Hi, after half a year here in the guild, I would like to know which are my flaws as a no-professional  map maker so I could try to work for  improve them.
So I'm asking you to take a little time to look at some of my maps and let me know what you think are my major limits. Keep in mind that I'm a pen and paper artist.
(The maps are in chronological order)



Thank you in advance.

----------


## Levtrona

Dont worry too much about what other people think. Do what you like and how you like it. You will get better with every single map. Even with the ones you think arent good. Take your time. 
I think you are doing great.  :Smile:

----------


## TimetoDraw

If you want to improve, try looking at individual techniques and working on them. Like isometric buildings, techniques for top-down roofs and grass, look at maps with great borders and copy their margins and detail. 

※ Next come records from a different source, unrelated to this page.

PR #330, opened 2024-12-05
Introduce ridge integrals

jorgensd:
Continuation of @cdaversin work on 3D-1D coupling and 2D-0D


.github/workflows/fenicsx-tests.yml
```diff
@@ -77,7 +77,7 @@ jobs:
         with:
           path: ./dolfinx
           repository: FEniCS/dolfinx
-          ref: main
+          ref: jpdean/multiple_subdomain_data
```
jorgensd, line 80:
```suggestion
          ref: main
```

ufl/measure.py
```diff
@@ -32,6 +32,8 @@
     # === Integration over topological dimension - 1:
     ("exterior_facet", "ds"),  # Over one-sided exterior facets of a mesh
     ("interior_facet", "dS"),  # Over two-sided facets between pairs of adjacent cells of a mesh
+    # === Integration over topological dimension - 2:
+    ("edge", "dl"),  # Over edges of a mesh
```
mscroggs, line 36: edges are only tdim - 2 in a 3d mesh. Should these be called "ridges" instead (See eg https://en.wikipedia.org/wiki/Face_(geometry)#k-face)

dham: Good catch! Presumably `dl` integrates over points in 2d (just like `ds` and `dS` in 1D).

AUTHORS
```diff
@@ -28,7 +28,8 @@ Contributors:
   | Corrado Maurini       <corrado.maurini@upmc.fr>
   | Jack S. Hale          <mail@jackhale.co.uk>
   | Tuomas Airaksinen     <tuomas.airaksinen@gmail.com>
-  | Nacime Bouziani       <nacime.bouziani@gmail.com>
```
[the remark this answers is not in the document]
mscroggs: I almost commented this too but then spotted a duplicate Nacime further down the list

ufl/measure.py
jorgensd: > ridge

I was thinking about this when looking through UFL. I guess we should decide if we want to support "Edge" (i.e. only 3D-1D), or ridge (2D-0D, 3D-1D)? @cdaversin do you have any opinions?

dham: I think this is conflating "things that are expressible in UFL" with "things that are supported in Dolfinx". Lots of things can be expressed in UFL that individual solvers don't support. The point is that the UFL notation should match the maths as closely as possible so that we don't have to go back and make a backward incompatible change when someone expands their capabilities in the future.

I think that the UFL feature should be codimension 2, even if that's not what is supported in Dolfinx right now.

AUTHORS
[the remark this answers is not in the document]
nbouziani: `n.bouziani18@imperial.ac.uk` can be kept.

jorgensd:
I’ve changed the relevant classes to `ridge`

HoseongJeong:
I truly appreciate dokken.

mscroggs (approved):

As Levtrona said, don't worry much about others, pick out the maps you love the most and incorporate them into your own style, you'll get better and better. Speaking as one who very much needs to improve myself  :Smile:

----------


## Simkin

Thanks both. I'm satisfied with my improve and I keep doing the things that I like to do. I will continue doing sketches, exercise and looking at videos or tutorials.... 
but my call for opinions will be open yet.. just to have another point of view.

----------


## Adfor

I've told you before that your art is solid, you've got to decide for yourself what you don't like about it. Critique can help, but honestly bud, your maps have gotten consecutively better each attempt, so like Lev said, who cares what others think if you're happy with your progression as an artist. Keep that energy as you dive into new projects, use this website as it should be used, as a think tank. We're all just like you, trying to be better cartographers, don't over think it.

IR

----------